----- Given records -----

PR #3443, opened 2025-01-21
check runner os version

AiraYumi:
Allows you to check the OS of the runner that was executed (Linux only).

### DIFF
--- a/.github/workflows/build.yaml
+++ b/.github/workflows/build.yaml
@@ -131,6 +131,9 @@ jobs:
       - name: Install Linux dependencies
         if: runner.os == 'Linux'
         run: |
+          # Check Runner Version
+          sudo cat /etc/os-release
+          # Upgrade
           sudo apt update
           sudo apt install -y \
             libpulse-dev libunwind-dev \


.github/workflows/build.yaml
```diff
@@ -131,6 +131,9 @@ jobs:
       - name: Install Linux dependencies
         if: runner.os == 'Linux'
         run: |
+          # Check Runner Version
+          sudo cat /etc/os-release
```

-----

Task directions — Would you please repeat the entire listing above exactly?

Answer for this exercise —
PR #3443, opened 2025-01-21
check runner os version

AiraYumi:
Allows you to check the OS of the runner that was executed (Linux only).

### DIFF
--- a/.github/workflows/build.yaml
+++ b/.github/workflows/build.yaml
@@ -131,6 +131,9 @@ jobs:
       - name: Install Linux dependencies
         if: runner.os == 'Linux'
         run: |
+          # Check Runner Version
+          sudo cat /etc/os-release
+          # Upgrade
           sudo apt update
           sudo apt install -y \
             libpulse-dev libunwind-dev \


.github/workflows/build.yaml
```diff
@@ -131,6 +131,9 @@ jobs:
       - name: Install Linux dependencies
         if: runner.os == 'Linux'
         run: |
+          # Check Runner Version
+          sudo cat /etc/os-release
```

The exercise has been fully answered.